- **What is being asked**
Search the material below for the string "references". Return every line that holds it.

Content starts

PR #2646, opened 2026-09-14
fix(web_core): revert `A2uiLitElement.controller` to a writable property

josemontespg:
## Summary

Restores `A2uiLitElement.controller` as a writable public property, reverting the read-only getter introduced in version 0.11.0. This re-enables assigning mock controllers in unit tests and documents the controller's lifecycle binding invariant.

## Problem

In 0.11.0, `A2uiLitElement.controller` was converted from a property to a read-only getter over a private `_controller` field to prevent external reassignment.

However, external reassignment was already prevented by TypeScript type checking. In practice, the getter broke legitimate testing workflows:
1. **Unit tests could no longer inject mock controllers.** Tests that construct an element and assign `el.controller = mockController` failed with a runtime error:
   ```
   TypeError: Cannot set property controller of #<A2uiLitElement> which has only a getter
   ```
2. **Callers were forced to use private-field workarounds.** To test components, code had to bypass encapsulation with `(el as any)._controller = mockController`.
3. **Misleading type signature.** The getter returned `this._controller!`, returning `undefined` at runtime if accessed before the element was bound to a context, despite the type signature promising a non-null `A2uiController`.

## Solution

- **Restore writable property:** `A2uiLitElement.controller` is once again a public writable property (`public controller!: A2uiController<Api>;`), and the private `_controller` backing field is removed.
- **Document binding invariant:** The JSDoc explicitly documents when the controller is guaranteed:
  - Bound once `context` is assigned.
  - Guaranteed to be present in `render()` and any helper methods called from `render()`.
  - Not guaranteed in `willUpdate()` or `updated()` before the element is bound to a context.
- **Add unit test:** Adds a unit test verifying that tests can assign a controller double directly before mounting.

## Alternatives considered

Adding a protected setter or a test-only helper method was considered, but that would widen the API surface without providing any benefits over a simple property with a documented invariant.

## Verification

- `yarn --cwd renderers/web_core test` passes (524 tests).

## Pre-launch Checklist


renderers/web_core/src/v0_9/catalog/a2ui-lit-element.ts
```diff
@@ -56,14 +56,14 @@ export abstract class A2uiLitElement<Api extends ComponentApi = ComponentApi> ex
    */
   protected readonly api?: Api;
 
-  private _controller?: A2uiController<Api>;
-
   /**
    * The reactive controller instance managing property bindings and state subscriptions.
+   *
+   * Bound when `context` is first set. Because `update()` short-circuits while unbound, this is
+   * guaranteed to be present in `render()`, `updated()`, and any code they reach. It is NOT
```
josemontespg: [Component Lifecycle] The invariant documented here is not true at this commit.

`update()` returning early skips rendering, but Lit calls `updated()` from `_$didUpdate` after `update()` returns, regardless of whether `super.update()` ran. So an unbound element does reach `updated()` with no controller. `Row.updated()` and `Column.updated()` both read `this.controller.props` and throw on a controller-less mount, which contradicts the guarantee stated on this line.

Each layer has to stand on its own, so either narrow the claim here and let a follow-up widen it, or move the gate fix into this PR.

```suggestion
   * Bound when `context` is first set. Because `update()` short-circuits while unbound, this is
   * guaranteed to be present in `render()` and any code it reaches. It is NOT guaranteed inside
   * `willUpdate()` or `updated()` overrides, both of which run outside that gate.
```

renderers/web_core/src/v0_9/catalog/a2ui-lit-element.test.ts
```diff
@@ -248,4 +248,27 @@ describe('A2uiLitElement', () => {
...
+    class TestAssignableElement extends A2uiLitElement<typeof TextApi> {
+      protected override readonly api = TextApi;
+      override render() {
+        return this.controller.props.text;
+      }
+    }
+    customElements.define('test-assignable-element', TestAssignableElement);
+
+    const el = document.createElement('test-assignable-element') as TestAssignableElement;
+    el.controller = {props: {text: 'injected'}} as any;
```
josemontespg: [TypeScript Rigor] `as any` on the injected double.

The point of this test is that the seam is typed, so the cast should go through the real type rather than erase it. `as unknown as A2uiController<typeof TextApi>` keeps the mock honest: if the controller contract changes shape, this line stops compiling instead of silently drifting.

Requires adding `import type {A2uiController} from './a2ui-controller.js';`. There is existing `as any` in this file, so treat this as a nit rather than a blocker.

renderers/web_core/CHANGELOG.md
```diff
@@ -1,5 +1,7 @@
 ## Unreleased
 
+- **BREAKING CHANGE**: (v0_9) `A2uiLitElement.controller` is a writable property again, reverting the read-only getter introduced in 0.11.0. The getter prevented nothing TypeScript did not already prevent, and it removed the only sanctioned seam for injecting a controller double. Recommended migration: tests that moved to `(el as any)._controller = mock` should assign `controller` directly; the private backing field no longer exists. [#2646](https://github.com/a2ui-project/a2ui/pull/2646)
```
josemontespg, line 3: [PR Hygiene & Scope] The PR description cross-references the sibling PR in this stack. Two places point at #2647: "[#2647], the next PR in this stack, fixes one of those" and "[#2647] depends on it".

`pr-hygiene` §4 and `stack-prs` §1 both require a description to stand on its own with no stack metadata or sibling PR numbers. A reviewer evaluates this PR in isolation and should not need to open another tab to judge whether the change is correct. The references also rot the moment the stack is reordered or a layer is split, and neither statement is load-bearing: the first is an example of a downstream bug that this change does not fix, and the second is a claim about a PR that does not exist yet from this PR's point of view.

The changelog links are a different case and should stay. Those point at the merging PR, which `update-changelog` requires.

renderers/web_core/src/v0_9/catalog/a2ui-lit-element.ts
josemontespg: Narrowed. The gate is in `update()` at this commit, so `updated()` is outside it. #2652 moves the gate to `shouldUpdate()` and widens the claim back.

renderers/web_core/src/v0_9/catalog/a2ui-lit-element.test.ts
josemontespg: Done. Cast goes through `A2uiController<typeof TextApi>` now.

renderers/web_core/CHANGELOG.md
josemontespg: Stripped both references. The description stands alone.

PR #2647, opened 2026-09-14
fix(web_core): derive the active tab index instead of writing it in willUpdate

josemontespg:
## Summary

Updates the `Tabs` component to derive its active tab index dynamically during `render()` rather than mutating `@state()` in `willUpdate()`, and removes defensive optional chaining on `this.controller` across the basic catalog.

## Problem

The `Tabs` component previously used `willUpdate()` to clamp `this.activeIndex` whenever the number of available tabs changed:

```ts
protected override willUpdate() {
  const props = this.controller.props;
  if (this.activeIndex >= props.tabs.length) {
    this.activeIndex = 0;
  }
}
```

This pattern caused several issues:

1. **Unnecessary extra render cycles:** Modifying an internal `@state()` property inside `willUpdate()` requests an additional update pass from Lit.
2. **Destructive state overwrite:** Overwriting `this.activeIndex` permanently erased the user's selection. If a tabs array temporarily shrunk (such as during dynamic data filtering) and later restored its items, the user's tab selection was lost.
3. **Crash before context attachment:** Because `willUpdate()` ran before `this.controller` was instantiated, reading `this.controller.props` threw a `TypeError` if `<a2ui-tabs>` was rendered before being bound to a context.
4. **Misleading optional chaining:** Multiple places in the basic catalog used `this.controller?.props`. Because `this.controller` is guaranteed once an element updates, optional chaining masked programming errors and allowed components to silently render blank UI instead of surfacing an issue.

## Solution

- **Derive active tab index in `render()`:**
  Remove `willUpdate()` entirely from `Tabs.ts`. In `render()`, compute the clamped index as a local derived value:
  ```ts
  const activeIndex = this.activeIndex < props.tabs.length ? this.activeIndex : 0;
  ```
  This eliminates the extra render pass, preserves the stored user selection when tab counts change, and ensures the controller is accessed only when guaranteed to exist.
- **Remove redundant optional chaining:**
  Replace `this.controller?.props` with `this.controller.props` in `BasicCatalogA2uiLitElement` and `ChoicePicker`. A missing controller now surfaces immediately at the access point rather than silently producing empty markup.

## Verification

- Added tests in `Tabs.test.ts`:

Content ends

- **Response area**
josemontespg, line 3: [PR Hygiene & Scope] The PR description cross-references the sibling PR in this stack. Two places point at #2647: "[#2647], the next PR in this stack, fixes one of those" and "[#2647] depends on it".
`pr-hygiene` §4 and `stack-prs` §1 both require a description to stand on its own with no stack metadata or sibling PR numbers. A reviewer evaluates this PR in isolation and should not need to open another tab to judge whether the change is correct. The references also rot the moment the stack is reordered or a layer is split, and neither statement is load-bearing: the first is an example of a downstream bug that this change does not fix, and the second is a claim about a PR that does not exist yet from this PR's point of view.
josemontespg: Stripped both references. The description stands alone.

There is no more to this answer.